I spotted a familiar face on the front page of Friday’s Wall Street Journal. Farmer Bruce Dunlop looked back at me while I read about the mobile abattoir, or “slaughterhouse on wheels,” he designed that six years ago became the first of its kind to gain USDA approval.
Last fall, my family and I followed the route Dunlop’s hogs take from farm to market. We started at Lopez Island Farm, 100 miles north of Seattle, where they’re raised and slaughtered, and visited the facility where the slaughter trailer pulls up with carcasses to be turned into cuts.
The trailer and the cut-and-wrap are both projects of the Island Grown Farmers Cooperative, of which Dunlop is a founding member.

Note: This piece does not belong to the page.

PR #1466, opened 2023-07-06
adding seasonet dataset + tests + doc 

dkosm:
This PR adds the SeasoNet Seasonal Land Cover Segmentation Dataset.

On Dunlop’s farm, a sheep stuck his tongue out to blat at us and hogs rooted at our feet. The hogs are rotated over several acres of pasture and woodland. During our visit, they rooted under huge fir trees at the edge of a field, but it was easy to spot their last several enclosures. Though the fences were no longer standing, the pigs had created the pasture’s most lush green squares.
At the barn, a concrete slab the size of two parking spots provided a place for the hogs and sheep to be harvested. A few yards away, Dunlop’s compost piles held offal, which in a slaughterhouse would be waste but on the farm was in the process of becoming soil.
Leaving the island by way of ferry, we traveled from Dunlop’s farm to the co-op’s small processing plant along the aptly-named Farm to Market Road.
Inside the plant, called Northwest Homegrown, rancher Janet McRae staffed the small shop at the front of the building. Behind her metal desk a sign read, “Grown In Washington. Everything in this store was born in Washington, even the old lady behind the desk.”
Meats from co-op farms filled a chest freezer with a glass top and an upright with a glass front. Both reminded me of selecting ice cream at the corner store, but these were a different kind of frozen treat.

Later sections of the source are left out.